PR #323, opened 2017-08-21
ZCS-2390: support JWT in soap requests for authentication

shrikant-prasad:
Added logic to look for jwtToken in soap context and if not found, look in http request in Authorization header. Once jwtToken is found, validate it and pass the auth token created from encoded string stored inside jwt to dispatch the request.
------------------------------
— Activity —
Everything from the line containing "ZCS-2390: support JWT" to the last line of the data above must be set down exactly, both ends included, with no other lines.

— Written answer —
ZCS-2390: support JWT in soap requests for authentication

shrikant-prasad:
Added logic to look for jwtToken in soap context and if not found, look in http request in Authorization header. Once jwtToken is found, validate it and pass the auth token created from encoded string stored inside jwt to dispatch the request.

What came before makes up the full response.